A Colony in a Nation
Christopher L. Hayes - 2017
With the clarity and originality that distinguished his prescient bestseller, Twilight of the Elites, Chris Hayes upends our national conversation on policing and democracy in a book of wide-ranging historical, social, and political analysis.Hayes contends our country has fractured in two: the Colony and the Nation. In the Nation, we venerate the law. In the Colony, we obsess over order, fear trumps civil rights, and aggressive policing resembles occupation. A Colony in a Nation explains how a country founded on justice now looks like something uncomfortably close to a police state.

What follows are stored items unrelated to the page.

PR #2446, opened 2026-08-24
fix(core): cap n_dreams_per_step before jnp.arange scan hang (#2441)

agent-cortex:
## What was broken and its measurement consequence

`PrototypeAgentConfig.n_dreams_per_step` was validated only against
`_INT32_MAX` at **both** validation sites — the dataclass `__post_init__`
and the `from_config` deserialization path — and the accepted value then
drives `jnp.arange(self._config.n_dreams_per_step)` inside a
`jax.lax.scan` (`prototype_agent.py`, the `_dream_step` scan) that
materializes one float32 td-error per imagined transition.

An INT32‑legal value such as `2**31 - 1` is accepted, then the scan output
alone is ~8.6 GB of float32; the process hangs or OOMs (the practical hang
arrives around 10^5–10^6, roughly four orders of magnitude below the accepted
INT32 ceiling) **before any dream executes**. Any harness or deserialized
config carrying an oversized value silently corrupts/blocks measurement instead
of failing fast. This is the same defect class as the already-fixed #2128 and
#2124.

## Fix (one variable, one lane)

Cap `n_dreams_per_step` at **10,000** via a named module constant
`_N_DREAMS_PER_STEP_MAX = 10_000`, mirroring the sibling dream-rollout ceiling
`_DREAM_ROLLOUT_BUDGET = ScanBudget("dream rollout", maximum_steps=10_000)` in
`core.dreaming`. The cap is applied at **both** validation sites so the guard
cannot be bypassed by deserialization. `minimum=0` is unchanged. The public
last-fit of 4 and the boundary value 10,000 still pass; 10,001 and `2**31-1`
are rejected with the existing `_require_int` error style
(`ValueError: n_dreams_per_step must be <= 10000`).

Files changed (2):
- `alberta_framework/core/prototype_agent.py` — constant + both caps
- `tests/test_prototype_agent_validation.py` — regression tests (+38 lines)

No benchmark/GPU run is involved (CPU-only ARM). No frozen lifecycle, consumed
seed, validator, threshold, or pinned `outputs/` artifact is touched.

## Failing-then-passing reproduction

**BEFORE (unmodified source) — the extreme value is accepted at both sites:**
```
$ .venv/bin/python  # on origin/main source
__post_init__ ACCEPTED n_dreams_per_step=2147483647  (defect: drives jnp.arange in scan -> hang/OOM)
from_config   ACCEPTED n_dreams_per_step=2147483647  (defect: deserialization bypass)
```

[...]

PR #2897, opened 2026-09-13
fix(core): bound Prototype dream byte-work

hermesagent270-commits:
## What was broken

`PrototypeAgentConfig.n_dreams_per_step` accepted every signed-int32 value. That static count then
drives `jnp.arange(n_dreams_per_step)` and a `lax.scan` emitting one float32 TD error per dream, so
an accepted configuration could hang or exhaust memory before useful work began.

The earlier #2446 fix imposed a global 10,000-dream ceiling. It was correctly rejected because the
limit was unrelated to the configured agent/model resource size, rejected valid research
configurations, and still allowed very different work below the ceiling.

## Resource-derived fix

This change defines an auditable byte-work charge for one Prototype dream:

```text
legacy world-model persistent-state bytes
+ audited OaK update working-set bytes
+ 4-byte scan index
+ 4-byte TD-error result
```

Configuration construction now requires:

```text
n_dreams_per_step * per_dream_byte_charge <= INT32_MAX
```

The charge is deterministic resource accounting, not a hardware-traffic or timing claim; backend
fusion and buffer reuse cannot change the accepted configuration identity. The world-model module
owns the persistent-state sizing helper, while Prototype composes it with the existing audited OaK
update-working-set helper. The supported dream count therefore changes with model interactions,
model width, and controller width without duplicating world-model layout knowledge. `from_config`
reaches the same authoritative dataclass preflight before any agent can reach `jnp.arange`.

There is no fixed dream-count cap. With the small test configuration, for example:

| configuration | bytes charged per dream | last fit | first rejected |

How and why did Americans build a system where conditions in Ferguson and West Baltimore mirror those that sparked the American Revolution?A Colony in a Nation examines the surge in crime that began in the 1960s and peaked in the 1990s, and the unprecedented decline that followed. Drawing on close-hand reporting at flashpoints of racial conflict, as well as deeply personal experiences with policing, Hayes explores cultural touchstones, from the influential “broken windows” theory to the “squeegee men” of late-1980s Manhattan, to show how fear causes us to make dangerous and unfortunate choices, both in our society and at the personal level. With great empathy, he seeks to understand the challenges of policing communities haunted by the omnipresent threat of guns. Most important, he shows that a more democratic and sympathetic justice system already exists―in a place we least suspect.A Colony in a Nation is an essential book―searing and insightful―that will reframe our thinking about law and order in the years to come.